Galactic Empire (Isaac Asimov) - Other Authors and Asimov's Universe

Other Authors and Asimov's Universe

Bondanella (listed in Further reading) analyzes Asimov's Galactic Empire as an example of the influence of the myth and history of the Roman Empire upon modern fiction. Asimov himself wrote two non-fiction books on the subject of the Roman Empire, aimed at the mass market and young readerships, The Roman Republic in 1966 and The Roman Empire in 1967, reflecting the positive view of the Roman Empire that then prevailed, as it was considered the prototype of the rising American Empire. After the cinematic release of the first Star Wars trilogy, another parallel to the Roman Empire that presents the negative view of the empire that became widely prevalent in late 20th and early 21st century popular culture as a result of the negative view of the American Empire resulting from the Vietnam War, Asimov revisited his Galactic Empire and wrote further novels in the Foundation series. Other writers to have been influenced by the Roman Empire include, of course, those who have written novels set in Asimov's universe of the Galactic Empire, such as David Brin's Foundation's Triumph, and Robert Silverberg, who wrote of an alternative universe in which the Roman Empire never fell, and who edited Far Horizons (listed in Further reading) which contains several examples of Asimov's influence upon science fiction. Brian Herbert and Kevin J. Anderson's Dune: House Atriedes (1999) is, similarly, a Greek parallel to ancient Rome.
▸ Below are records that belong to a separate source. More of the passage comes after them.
PR #478, opened 2019-06-13
Fix backtrace handler being run more than once, and inform about max stacktrace size reached

pawelchcki:
### Description
In cases of stack overflow exception the backtrace handler can be run more than one time. This PR fixes that case and informs user when max stacktrace size (to be printed) have been reached indicating a possible stackoverflow type error.

### Readiness checklist

### DIFF
--- a/src/ext/backtrace.c
+++ b/src/ext/backtrace.c
@@ -14,13 +14,27 @@
 
 ZEND_EXTERN_MODULE_GLOBALS(ddtrace);
 
+struct _backtrace_data_t {
+    BOOL_T handler_already_run;
+    BOOL_T handler_installed;
+};
+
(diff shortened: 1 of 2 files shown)


src/ext/backtrace.c
```diff
@@ -44,10 +58,8 @@ void ddtrace_install_backtrace_handler(TSRMLS_D) {
 
     static int handler_installed = 0;
     if (!handler_installed) {
```
SammyK: Shouldn't this be:

```suggestion
    if (!backtrace_globals.handler_installed) {
```

And deleting the `static int handler_installed = 0;` statement? :)

pawelchcki:
Thanks for review Sammy!

Issue #315, opened 2019-02-21
Predis Integration exception


ynuyasha:
Hi,
if i enable ddtrace module, my application breaks with this error:

Recoverable Error: Object of class Predis\Connection\Aggregate\MasterSlaveReplication could not be converted to string (File: /opt/datadog-php/dd-trace-sources/src/DDTrace/Integrations/Predis/PredisIntegration.php - Line: 171)

labbati:
Hi @ynuyasha 👋 , thanks for reporting this. Not sure if you are interested in it, but if you like to contribute this would be a very good first issue. Otherwise, we will work on it as soon as possible.

In the meantime, you can still use all the other integrations and disable only Predis `DD_INTEGRATIONS_DISABLED=false` (see [docs](https://docs.datadoghq.com/tracing/languages/php/#configuration))

bwoebi:
This has been fully fixed by #574 and then as part of #1094.

PR #479, opened 2019-06-14
Handle MasterSlaveReplication connections

liam-wiltshire:
At the moment, DD causes errors in some situations when using predis/predis, when predis is using master-slave replication. This was discussed in #315 

There may be a couple of points of discussion around this:
- What should happen when `Client::getConnection()` returns a `MasterSlaveReplication` connection, but the connection hasn't been used yet, so `MasterSlaveReplication::connection` is empty. In our use case (and thus in this PR) we ask it to return the master, but this might not be preferred behaviour?

- I looked at writing a test to cover this, but I was struggling to get my head around how your tests work, and I couldn't actually create a breaking test in the first place to fix! If someone can point me in the right direction @SammyK @pawelchcki the  I'll take another look at getting a test to play nice!!

### DIFF
--- a/src/DDTrace/Integrations/Predis/PredisIntegration.php
+++ b/src/DDTrace/Integrations/Predis/PredisIntegration.php
@@ -225,7 +225,7 @@ class PredisIntegration extends Integration
             $connection = $predis->getConnection();
 
             if ($connection instanceof \Predis\Connection\Aggregate\MasterSlaveReplication) {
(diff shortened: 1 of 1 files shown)


liam-wiltshire:
Yeah, so I might have forgot PHP 5 - will replace the ?? :)

krakjoe:
I'm closing this as it no longer looks applicable, and would appear to be stale.

If I'm wrong to do that, please open a new PR, and accept my apologies in advance.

Other works to have been influenced by Asimov's Empire include Donald Kingsbury's Psychohistorical Crisis, whose galactic empire, and the scholar-empire that succeeds it, are clearly based upon Asimov's Galactic Empire and the Foundations, albeit that Kingsbury was not granted permission to set his work directly in Asimov's universe. Seed calls this work "perhaps the most remarkable homage that any SF writer has received from another SF writer".

Asimov's Galactic Empire, its decline, fall, and rebirth, in particular, is characterized by Perelman as a simple repetition of the history of Western Civilization from the fall of the Roman Empire to the 20th century, borrowing freely from Toynbee, and a validation of postwar American culture of the 1940s and 1950s, with the Second Galactic Empire being "definitely suburban".

Other writers to explore the cycles of civilisations in their works include James Blish, who studied the works of Oswald Spengler and whose novels Cities in Flight, They Shall Have Stars, A Life for the Stars, Earthman Come Home, and The Triumph of Time portray the rise and fall of the galaxy as an inevitable cycle, of which (unlike in other dystopian SF stories of the 1940s and 1950s) the use of machine technology is merely a symptom not the actual cause, and culminate, as in Wollheim's eighth stage, with the end of the universe and the birth of a new one.

Colin Manlove characterizes Asimov's description of the Galactic Empire, its people, its culture, its history, and its planets, laid out in the Foundation novels as an aesthetic monotony: "persons are usually seen as typical rather than special, even as clichés … the mutant Mule is not given a personality, he is merely a powerful anomaly … Nor do we hear much of landscapes, apart from Trantor and one sea-scape … we do not know how one planet differs from another, as, say, Ursula K. Le Guin differentiates the desert Anarres from the lush twin Urras … Nor are we given details of battles, lingering accounts of love, different customs of civilisations. There are no animals, only man. … Thought-processes and conversations largely fill the trilogy, and nearly all these are confined to finding things out and with gaining power."